31 Oct Horror-on-Sea film festival 2020 brings all the fun of the fear back to Southend

Halloween is here – but it’s not just today (31 October) when spooks, ghouls and all manner of little horrors roam the streets of Southend. January 2020 sees the UK’s largest independent festival devoted to horror movies poised to come back for gore!

Opening on Friday 10 January and running through Saturday 11 and Sunday 12, and then again from Friday 17 to Sunday 19 January 2020, Horror-on-Sea will showcase nearly forty feature films, over fifty short movies and provide a showcase for six world premieres.

The festival’s Director and creator, Paul Cotgrove from The White Bus , has once again hand-picked a programme of the very best – and indeed some of the worst – new films spanning the horror genre – from perennial-favourites zombies, vampires and monsters, to psychopaths, superhuman soldiers (‘part man-part shark’) and even a killer panda (who really ‘means business’).

As Paul explains: “Since we started Horror-on-Sea eight years ago, it has gradually built up to become a major event within this particular aspect of the movie industry. Every year now, I receive submissions from both established and up-and-coming film makers and producers that we can easily screen six film per day of the event. For horror film lovers, that equates to a twelve-hour frenzied feast of slicing, dicing, drilling, killing and general murderous mayhem each day of the festival!”

As befits its reputation as an international showcase for young writers, directors and producers, this year’s programme will give an audience to films from the UK, Australia, Canada, Mexico, Norway, South Africa, Portugal, the Netherlands, Germany, Peru and arguably the beating heart of all thing’s horror, the USA.

There are also a number of films made right here in Essex – I Scream on the Beach (which is set in Southend-on-Sea, so is appropriately having its world premiere at the festival) and We Wait in the Woods, which was filmed in Hockley woods.

As always, there is a chance for burgeoning film makers to learn from other movie makers, such as local legend, Pat Higgins.

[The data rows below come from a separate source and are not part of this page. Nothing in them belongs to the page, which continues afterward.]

PR #322, opened 2021-08-15
add workorder-job-repeater.lua: improve infinite work orders

TymurGubayev:
This script recreates workshop jobs upon completion in case they come from a work order with amount set to infinite. Usually a job for an infinite work order is only created once a day, resulting in dwarfs lazying around (this doesn't apply to non-infinite work orders). This script makes the dwarfes work harder.

For best experience add following to your ``onMapLoad*.init``:

    workorder-job-repeater start

### DIFF
--- a/workorder-job-repeater.lua
+++ b/workorder-job-repeater.lua
@@ -1,0 +1,219 @@
+-- simulates workshop's "repeat" for infinite work orders
+
+local function print_help()
+    print[====[
+
+workorder-job-repeater
+======================
+This script recreates workshop jobs upon completion in case
+they come from a work order with amount set to infinite. Usually
+a job for an infinite work order is only created once a day,
+resulting in dwarfs lazying around (this doesn't apply to non-infinite
+work orders). This script makes the dwarfes work harder.
+
+For best experience add following to your ``onMapLoad*.init``::
+
+    workorder-job-repeater start
+
+]====]
+end
+
+local utils = require 'utils'
+local eventful = require 'plugins.eventful'
+
+local DEBUG = 1
+local INFO = 2
+local WARN = 3
+local ERROR = 4
+local OFF = 6
+
+local verbosity = INFO
+
+local function log(level, ...)
+    if level < verbosity then return end
+    print (...)
+end
+
+local findManagerOrderById = function (id)
+    for _, o in ipairs(df.global.world.manager_orders) do
+        if o.id == id then
+            return o
+        end
+    end
+    return nil
+end
+
+local findBuildingById = function (id)
+    for _, b in ipairs(df.global.world.buildings.all) do
+        if b.id == id then
+            return b
+        end
+    end
+    return nil
+end
+
+local findJobById = function (id)
+    for _link, j in utils.listpairs(df.global.world.jobs.list) do
+        if j.id == id then
+            return j
+        end
+    end
+    return nil
+end
+
+local only_infty = true -- we will only repeat jobs which work order's amount is set to infinity. Or not.
+
+-- from http://www.bay12forums.com/smf/index.php?topic=164123.msg8300009#msg8300009
+--[[ "I don't fully understand how this works, so this might be horribly wrong
+      The DF job assigner needs a job to be in postings for it to automatically be assigned to a unit."(c)
+--]]
+function addJobToPostings(job)
+    local addedIndex = false
+    -- Find the first free empty postings to add a job to
+    for index, posting in ipairs(df.global.world.jobs.postings) do
+        if posting.job == nil then
+            -- It's free real estate!
+            posting.job = job
+            posting.anon_1 = 0
+            posting.flags.dead = false
+            
+            job.posting_index = posting.idx
+            addedIndex = posting.idx
+            break
+        end
+    end
+    if addedIndex then
+        log(DEBUG, "Added job " .. job.id .. " to postings as index " .. addedIndex)
+    else
+        log(DEBUG, "Couldn't find posting slot to add in job " .. job.id)
+    end
+    
+    return addedIndex
+end
+
+local function repeatJob(order, job)
+    if not (job and order) then
+        qerror('! (job and order)')
+        return
+    end
+    
+    if only_infty and 0 ~= order.amount_total then
+        log(DEBUG, "skipping job " .. dfhack.job.getName(job) .. " (id " .. job.id .. "): order.amount_total > 0")
+        return
+    end
+    
+    if not (order.status.validated and order.status.active) then
+        log(DEBUG, "skipping job " .. dfhack.job.getName(job) .. " (id " .. job.id .. ") from order " .. order.id .. " because of order.status")
+        return
+    end
+    
+    -- for debug purposes: pause the game
+    --df.global.pause_state = true
+
+    log(DEBUG, "Repeat job " .. dfhack.job.getName(job) .. " (id " .. job.id .. ") from order " .. order.id)
+    
+    -- we need a clone because original(which itself is a copy) is destroyed or something.
+    -- cloneJobStruct doesn't copy flags over.
+    local by_manager = job.flags.by_manager
+    local do_now = job.flags.do_now
+    job = dfhack.job.cloneJobStruct(job)
+    job.flags.by_manager = by_manager
+    job.flags.do_now = do_now
+    
+    -- step 0: adjust what we can right now
+    job.flags.working = false
+    job.completion_timer = -1
+    job.items:resize(0) -- remove old items we worked upon
+    
+    local workshop = nil
+    local ixs = {}
+    for ix, gref in ipairs(job.general_refs) do
+        if gref:getType() == df.general_ref_type.BUILDING_HOLDER then
+            local building = gref:getBuilding()
+            if building then
+                log(DEBUG, "Building from gref: " .. building.id)
+                workshop = building
+            else
+                -- should never ever happen, I think
+                log(WARN, "Building from gref not found: ", gref.building_id)
+            end
+        else
+            ixs[ix] = true
+        end
+    end
+    for ix in pairs(ixs) do
+        log(DEBUG, "Removing from gref: ", job.general_refs[ix])
+        job.general_refs:erase(ix)
+    end
+    log(DEBUG, "#gref: " .. #job.general_refs .. " (should be 1)")
+    
+    -- step 1: associate a posting with it
+    local ok = addJobToPostings(job)
+    if not ok then
+        log(WARN, "Couldn't add job of order.id " .. order.id .. " to a posting")
+        return
+    end
+    
+    -- step 2: add the job to the job list
+    local ok = dfhack.job.linkIntoWorld(job, false) -- we don't need a new id, I think?
+    if not ok then -- fallback just in case
+        log(DEBUG, "Couldn't add the job using job.id " .. job.id .. ". Requesting new id.")
+        dfhack.job.linkIntoWorld(job, true)
+    end
+    log(DEBUG, "Job " .. job.id .. " is linked.")
+
+    -- step 3: if a building is associated with the work order, find it
+    if order.workshop_id < 0 then
+        log(DEBUG, "Ignore work orders not associated with workshops")
+        return
+    end
+    
+    if not workshop then
+        log(WARN, "No workshop despite order.workshop_id " .. order.workshop_id .. " -- restoring")
+        workshop = findBuildingById(order.workshop_id)
+    end
+    log(DEBUG, "Associated workshop: " .. workshop.id)
+    
+    -- step 4: add this job to the workshop's job list.
+    workshop.jobs:insert('#', job)
+    log(DEBUG, "Added job " .. job.id .. " to workshop.jobs")
+end
+
+local function start()
+    eventful.onJobCompleted.workorder_repeat_job_immediately = function(job)
+        local order_id = job.order_id
+        local order = order_id > 0 and findManagerOrderById(order_id)
+        if order then
+            -- log(DEBUG, "work order", order_id, order)
+            repeatJob(order, job)
+        end
+    end
+    eventful.enableEvent(eventful.eventType.JOB_COMPLETED, 1) -- check every tick
+
+    log(INFO, "job repeater started")
+end
+
+local function stop()
+    eventful.onJobCompleted.workorder_repeat_job_immediately = nil
+    
+    log(INFO, "job repeater stopped")
+end
+
+local default_action = print_help
+local actions = {
+    -- help
+    ["-?"] = print_help,
+    ["?"] = print_help,
+    ["--help"] = print_help,
+    ["help"] = print_help,
+    --
+    ["default"] = print_help,
+    --
+    ["enable"] = start,
+    ["start"] = start,
+    ["disable"] = stop,
+    ["stop"] = stop,
+}
+
+-- Lua is beautiful.
+(actions[ (...) or "default" ] or default_action)(...)


workorder-job-repeater.lua
```diff
@@ -0,0 +1,219 @@
...
+    end
+    
+    if not workshop then
+        log(WARN, "No workshop despite order.workshop_id " .. order.workshop_id .. " -- restoring")
+        workshop = findBuildingById(order.workshop_id)
+    end
+    log(DEBUG, "Associated workshop: " .. workshop.id)
+    
+    -- step 4: add this job to the workshop's job list.
+    workshop.jobs:insert('#', job)
```
myk002, line 178: what happens if the workshop already has 10 jobs?

workorder-job-repeater.lua
```diff
@@ -0,0 +1,219 @@
...
+local function start()
+    eventful.onJobCompleted.workorder_repeat_job_immediately = function(job)
+        local order_id = job.order_id
+        local order = order_id > 0 and findManagerOrderById(order_id)
+        if order then
+            -- log(DEBUG, "work order", order_id, order)
+            repeatJob(order, job)
+        end
+    end
+    eventful.enableEvent(eventful.eventType.JOB_COMPLETED, 1) -- check every tick
```
myk002, line 191: does we really need to check every tick? that can get expensive. would 5 or even 20 be sufficient?

workorder-job-repeater.lua
```diff
@@ -0,0 +1,219 @@
+-- simulates workshop's "repeat" for infinite work orders
+
+local function print_help()
+    print[====[
+
+workorder-job-repeater
```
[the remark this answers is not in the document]
TymurGubayev: * _difference with check daily_: yes, this is different, because there is no time to lazy around between jobs until manager comes around to do the daily check
* _name_: I think `workorder` should be the prefix, to group workorder-related scripts together. `workorder-faster-infinity`?
* _workflow_: f.e. when you don't use workflow :) (I actually completely forgot about it). The main difference is, since it's a work order, it isn't bound to a workshop (and an infinite work order automatically gets assigned to multiple workshops). I.e. this script acts on a more global level. I'll try to improve the help in this direction.
* _differences from workflow_: you are correct, the job disappears for the day (or a bit longer for some reason) thus only producing a single cancellation per day

workorder-job-repeater.lua
```diff
@@ -0,0 +1,219 @@
...
+            
+            job.posting_index = posting.idx
+            addedIndex = posting.idx
+            break
+        end
+    end
+    if addedIndex then
+        log(DEBUG, "Added job " .. job.id .. " to postings as index " .. addedIndex)
+    else
+        log(DEBUG, "Couldn't find posting slot to add in job " .. job.id)
```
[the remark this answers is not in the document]
TymurGubayev: From the view of this function, it's like "I tried really hard but didn't succeed, what do you want to do about it now?" The caller could then theoretically create a posting - but I don't know how, so there is a check and a warning it didn't work.

https://github.com/DFHack/scripts/blob/b85f26d5f1eebd83c63ae5e6b1ac22242310691a/workorder-job-repeater.lua#L150-L155

I'll change the `WARN` to `ERROR`.

workorder-job-repeater.lua
```diff
@@ -0,0 +1,219 @@
...
+    end
+    
+    return addedIndex
+end
+
+local function repeatJob(order, job)
+    if not (job and order) then
+        qerror('! (job and order)')
```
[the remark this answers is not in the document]
TymurGubayev: should never ever happen, actually :) (which is why it's a `qerror` and not `log(ERROR, ...)`) But I'll change it just in case.

workorder-job-repeater.lua
```diff
@@ -0,0 +1,219 @@
...
+    job = dfhack.job.cloneJobStruct(job)
+    job.flags.by_manager = by_manager
+    job.flags.do_now = do_now
+    
+    -- step 0: adjust what we can right now
+    job.flags.working = false
+    job.completion_timer = -1
+    job.items:resize(0) -- remove old items we worked upon
+    
+    local workshop = nil
```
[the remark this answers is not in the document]
TymurGubayev: I don't know for sure, it worked for some time and didn't crash - which doesn't necessarily prove the ref won't point to freed memory, maybe the jobs are finishing too quickly or some DF mechanisms are doing something.

I'd say it more probable we are leaking memory here and the script in current form should actually crash/misbehave the same way it did until I started to make clones `job = dfhack.job.cloneJobStruct(job)`.

workorder-job-repeater.lua
```diff
@@ -0,0 +1,219 @@
...
+    
+    -- step 1: associate a posting with it
+    local ok = addJobToPostings(job)
+    if not ok then
+        log(WARN, "Couldn't add job of order.id " .. order.id .. " to a posting")
+        return
+    end
+    
+    -- step 2: add the job to the job list
+    local ok = dfhack.job.linkIntoWorld(job, false) -- we don't need a new id, I think?
```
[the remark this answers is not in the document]
TymurGubayev: The main reason is to reuse it is because we can. Also, this mimics a job on repeat more closely -- which may or may not influence how the game treats these jobs. The id isn't bound to the original job struct and just stays the same.

Since it's working fine (as far as I can tell at least) I'd say we leave it as is.

workorder-job-repeater.lua
TymurGubayev: Ah, I forgot the `onJobCompleted` is checked on timer and doesn't actually happen immediately. But it looks like the game is fine with it.

image

workorder-job-repeater.lua
TymurGubayev: `I doubt it ever becomes really expensive, but I'll change it to 10 just in case. And add an option, I guess.

workorder-job-repeater.lua
```diff
@@ -0,0 +1,219 @@
...
+local findManagerOrderById = function (id)
+    for _, o in ipairs(df.global.world.manager_orders) do
+        if o.id == id then
+            return o
+        end
+    end
+    return nil
+end
+
+local findBuildingById = function (id)
```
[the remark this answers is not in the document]
TymurGubayev: done

workorder-job-repeater.lua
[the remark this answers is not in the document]
TymurGubayev: Now that I think about what to write regarding `workflow` similarities, I notice it will only add confusion.

`workflow` _protects all **repeat jobs** from removal_. But if you are using work orders, you wouldn't notice this issue at all (like I didn't), because work orders themselves don't get cancelled.

workorder-job-repeater.lua
```diff
@@ -0,0 +1,219 @@
...
+end
+
+local function stop()
+    eventful.onJobCompleted.workorder_repeat_job_immediately = nil
+    
+    log(INFO, "job repeater stopped")
+end
+
+local default_action = print_help
+local actions = {
```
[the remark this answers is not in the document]
TymurGubayev: did that

workorder-job-repeater.lua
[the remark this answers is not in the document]
TymurGubayev: did that

workorder-job-repeater.lua
```diff
@@ -93,7 +126,8 @@ end
 
 local function repeatJob(order, job)
     if not (job and order) then
-        qerror('! (job and order)')
+        -- should never ever happen #hope
+        qerror("both job and order are nil")
```
myk002, line 130: This is incorrect. job *or* order is nil, not job *and* order

workorder-job-repeater.lua
```diff
@@ -14,6 +14,23 @@ work orders). This script makes the dwarfes work harder.
...
+
+``workorder-job-repeater start [<frequency>] | stop``
+
+``workorder-job-repeater --frequency <ticks> | --verbose | --help``
+
+:enable, start <frequency>: starts job monitoring, running every ``<frequency>`` ticks (default: 10).
+:disable, stop:             stops the script.
+
+-f, --frequency <ticks>     sets job monitoring frequency to ``<ticks>``
+                            (only if it's lower than the previously set value,
```
myk002, line 30: After DFHack/dfhack#1876 is merged, you will be able to adjust either up or down

myk002 (changes requested):
Could you add a changelog entry?

TymurGubayev:
> Could you add a changelog entry?

did that as well as other things you caught.

workorder-job-repeater.lua
```diff
@@ -0,0 +1,296 @@
...
+``[enable | disable] workorder-job-repeater``
+
+``workorder-job-repeater start [<frequency>] | stop``
+
+``workorder-job-repeater --frequency <ticks> | --verbose | --help``
+
+:enable, start <frequency>: starts job monitoring, running every ``<frequency>`` ticks (default: 10).
+:disable, stop:             stops the script.
+
+-f, --frequency <ticks>     sets job monitoring frequency to ``<ticks>``
```
myk002, line 29: How is a user to decide what tick frequency to use? Does this need to be configurable?

workorder-job-repeater.lua
```diff
@@ -0,0 +1,296 @@
...
+    
+**Usage**:
+
+``[enable | disable] workorder-job-repeater``
+
+``workorder-job-repeater start [<frequency>] | stop``
+
+``workorder-job-repeater --frequency <ticks> | --verbose | --help``
+
+:enable, start <frequency>: starts job monitoring, running every ``<frequency>`` ticks (default: 10).
```
myk002, line 26: I think you should pick a paradigm and stick with it. Enable/disable or start/stop, not both. Enable/disable before or after the command, not both.

workorder-job-repeater.lua
```diff
@@ -0,0 +1,296 @@
...
+-v, --verbose               toggles script's verbosity.
+-h, --help                  this help.
+
+]====]
+end
+
+local utils = require 'utils'
+local eventful = require 'plugins.eventful'
+
+local DEBUG = 1
```
myk002, line 39: A Lua debug logging framework is useful beyond just this script. Could this be factored out into a general API that could be used by all scripts and configured with `debugfilter`?

workorder-job-repeater.lua
```diff
@@ -0,0 +1,296 @@
...
+local colors = {}
+colors[DEBUG] = COLOR_LIGHTMAGENTA
+colors[INFO] = COLOR_CYAN
+colors[WARN] = COLOR_YELLOW
+colors[ERROR] = COLOR_LIGHTRED
+
+-- globals persist across script runs
+verbosity = verbosity or INFO
+
+if not scriptname then
```
myk002, line 54: Consider using `dfhack.current_script_name()` instead

workorder-job-repeater.lua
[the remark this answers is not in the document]
myk002: Yeah, from looking at the `cloneJobStruct` code (and the Lua API docs), it's making a deep copy. You need to free the allocated objects.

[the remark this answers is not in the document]
TymurGubayev: you mean the return value of `dfhack.job.cloneJobStruct(job)`? But then I wouldn't be able to use it as a new job (in `dfhack.job.linkIntoWorld` etc), would I, or am I missing something?

I hope the way the cloned job object is integrated into the game state makes the game dispose of it later - although I have no idea how to prove this.

workorder-job-repeater.lua
TymurGubayev: I can think of a way to make this into a Lua module/script, but I have no idea how to make it configurable with `debugfilter`. I can give it a try after I finish my other pending projects.

myk002: Yeah, definitely out of scope for this PR. We already cross the Lua/cpp interface for printing, but I'm not sure how we could efficiently make use of the cpp message filtering. It might end up being best to filter locally in Lua and just sync filter configs between the cpp and Lua implementations. But yeah, that's a discussion for another PR.

workorder-job-repeater.lua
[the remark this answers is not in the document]
myk002: I think the usage of the cloned job struct is fine. I'm just talking about the general refs that are being discarded without freeing

workorder-job-repeater.lua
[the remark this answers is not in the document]
myk002: 👍

workorder-job-repeater.lua
myk002: 👍

workorder-job-repeater.lua
TymurGubayev: did that

workorder-job-repeater.lua
TymurGubayev: the more frequent the better, but more CPU intensive. I'd like to leave this as an option just in case.

myk002: fair enough. maybe just document the default here so users know the flag is optional.

myk002 (changes requested):

workorder-job-repeater.lua
TymurGubayev: did that

workorder-job-repeater.lua
TymurGubayev: kept only enable/disable after command

workorder-job-repeater.lua
```diff
@@ -0,0 +1,278 @@
...
+    -- step 0: adjust what we can right now
+    job.flags.working = false
+    job.completion_timer = -1
+
+    -- remove old items we worked upon
+    log(DEBUG, "Freeing old items")
+    for _, item in pairs(job.items) do
+        item:delete()
+    end
+    job.items:resize(0)
```
myk002, line 153: just to check, are there ever any items in this vector? https://github.com/DFHack/dfhack/blob/develop/library/modules/Job.cpp#L89 clears the item and specific refs if `keepEverything` is false (which is the default). Is `keepEverything` somehow getting passed as `true`?

workorder-job-repeater.lua
```diff
@@ -0,0 +1,278 @@
...
+        else
+            ixs[ix] = true
+        end
+    end
+    for ix, gref in pairs(ixs) do
+        log(DEBUG, "Removing gref ", gref)
+        gref:delete()
+        job.general_refs:erase(ix)
+    end
+    log(DEBUG, "#gref: " .. #job.general_refs .. " (should be 1)")
```
myk002, line 176: I don't think this will work as expected. `ixs` will contain the indices to remove, but what those indices point to will change as we call `job.general_refs:erase()`. also, the second loop assumes the value in `ixs` is the general ref, but the first loop actually just sets the value to `true`. My guess is that this code has never actually removed any general references before. Is there a way you can get multiple general refs on a job so you can test this?

workorder-job-repeater.lua
```diff
@@ -0,0 +1,278 @@
...
+
+    -- step 4: add this job to the workshop's job list.
+    workshop.jobs:insert('#', job)
+    log(DEBUG, "Added job " .. job.id .. " to workshop.jobs")
+end
+
+frequency = frequency or 10
+local function start(N)
+    frequency = tonumber(N) or frequency
+    if eventful.onJobCompleted.workorder_repeat_job_immediately then
```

Higgins will be presenting a Masterclass on Saturday 18 January. A prolific filmmaker, Pat has been described by Scream magazine as “One of the key names in the British horror revival” Pat will be presenting Write a Bloody Movie in 30 Days.

Once again, the festival will be hosted by Southend’s iconic Park Inn by Radisson Palace hotel – which overlooks the town’s world-famous pier and seafront.

Tickets are on sale now, and unlike the flesh-eating fish mutants in The Barge People, the prices won’t bite you where it hurts. Prices start at just £6 per film, from £25 for a Day Pass and, for serious fans, a Mega Festival Pass – that gets you into everything – offers unbeatable value deal at £100 for the entire festival.